Gov. Cuomo gave new meaning to “cap-and-trade” yesterday as he secured a historic agreement on a sweeping cap on upstate and suburban property taxes linked to the renewal of the city’s soon-to-expire rent laws.

The first-ever tax cap would limit property-tax hikes for schools and local government to 2 percent annually, with some limited exceptions, preserving much of a proposal that Cuomo made a focal point of his first five months in office.

Cuomo hailed the legislation — unexpectedly advanced by Assembly Speaker Sheldon Silver (D-Manhattan), a onetime cap foe — as an economic breakthrough for a state that has hemorrhaged millions of residents as its property taxes ballooned to the highest in the nation.

“This agreement is a big deal,” Cuomo said at a news conference with business groups that for years had pushed for a cap. “When you put the budget together with the property-tax cap in this state, it is going to be a game changer.”

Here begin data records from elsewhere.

Issue #275, opened 2021-02-14
Refactor `applyPatchGhcPrim`


shayne-fletcher:
Current implementation could do with refactoring for readability. Address the comments raised in https://github.com/digital-asset/ghc-lib/pull/272

shayne-fletcher:
- Confirmed the substitution of `#if __GLASGOW_HASKELL__ >= 900` with `#if MIN_VERSION_ghc_prim(0, 7, 0)` is valid with `ghc-9.0.1` as the build compiler

PR #280, opened 2021-03-08
A refactor of applyPatchGhcPrim

shayne-fletcher:
- Sync to https://gitlab.haskell.org/ghc/ghc.git @ `3e082f8ff5ea2f42c5e6430094683b26b5818fb8`;
- In PR https://github.com/digital-asset/ghc-lib/pull/272 @cocreature [suggests a refactoring of `applyPatchGhcPrim`](https://github.com/digital-asset/ghc-lib/pull/272#discussion_r575858054). This does as suggested and fixes https://github.com/digital-asset/ghc-lib/issues/275.

### DIFF
--- a/ghc-lib-gen/src/Ghclibgen.hs
+++ b/ghc-lib-gen/src/Ghclibgen.hs
@@ -444,12 +444,12 @@ applyPatchGhcPrim ghcFlavor = do
             else "prelude/TysPrim.hs"
     when (ghcFlavor >= Ghc901) (
       writeFile tysPrim .
-          replace
-              "bcoPrimTyCon = pcPrimTyCon0 bcoPrimTyConName LiftedRep"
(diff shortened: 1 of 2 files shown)


ghc-lib-gen/src/Ghclibgen.hs
```diff
@@ -459,26 +459,34 @@ applyPatchGhcPrim ghcFlavor = do
...
+            "newBCO# instrs lits ptrs arity bitmap s"
+            "case newBCO# instrs lits ptrs arity bitmap s of\n    (# s1, bco #) -> (# s1, BCO bco #)"
         =<< readFile' createBCO
         )
+  where
+    replaceIfGhcPrim070Else :: Int -> String -> String -> String -> String
+    replaceIfGhcPrim070Else n s r = replace s (ifGhcPrim070Else n s r)
+
+    ifGhcPrim070Else :: Int -> String -> String -> String
+    ifGhcPrim070Else n s r =
```
cocreature, line 487: Relying on the caller passing in the indentation seems a bit fragile. We could instead see how much indentation there already is and just use that.

cocreature (approved):
Thanks!

Issue #282, opened 2021-03-15
Build failure with GHC-8.6


phadej:
```
[ 80 of 264] Compiling GHC.Types.Unique.Supply ( compiler/GHC/Types/Unique/Supply.hs, dist/build/GHC/Types/Unique/Supply.o )

compiler/GHC/Types/Unique/Supply.hs:299:10: error:
    Not in scope: type constructor or class ‘MonadFail’
    Perhaps you meant ‘MonadFix’ (imported from GHC.Utils.Monad)
    |
299 | instance MonadFail UniqSM where
    |          ^^^^^^^^^
cabal: Failed to build ghc-lib-parser-9.0.1.20210207 (which is required by
exe:hlint from hlint-3.3). See the build log above for details.
```

missing lower bounds?

See https://matrix.hackage.haskell.org/#/package/ghc-lib-parser

shayne-fletcher:
Thanks for the heads-up. No, expected failure. To bootstrap ghc-9.0.1 one needs a build compiler >= 8.8.1 (since 2020/03/31, https://gitlab.haskell.org/ghc/ghc/-/commit/57b888c0e90be7189285a6b078c30b26d092380). To bootstrap HEAD one needs >= 8.10.1 (since 2021/03/10, https://gitlab.haskell.org/ghc/ghc/-/commit/0a709dd9876e40c19c934692415c437ac434318c).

The Cuomo-Silver deal would limit annual tax hikes to 2 percent or the rate of inflation, whichever is less. But it would allow some exceptions for residential growth and soaring public pension costs, bringing the average hike next year to just under 3 percent.

The deal reached yesterday would forever link the existence of the tax cap, which affects more conservative upstate and suburban communities, to continued renewal of rent regulations for roughly 1 million apartments in the liberal stronghold of New York City.

“These two are inextricably linked in terms of passage in the next three weeks,” Silver said. “The philosophies are the same. Both of these are designed to give people an idea where their costs are going and to keep it affordable for them to continue to live in their homes.”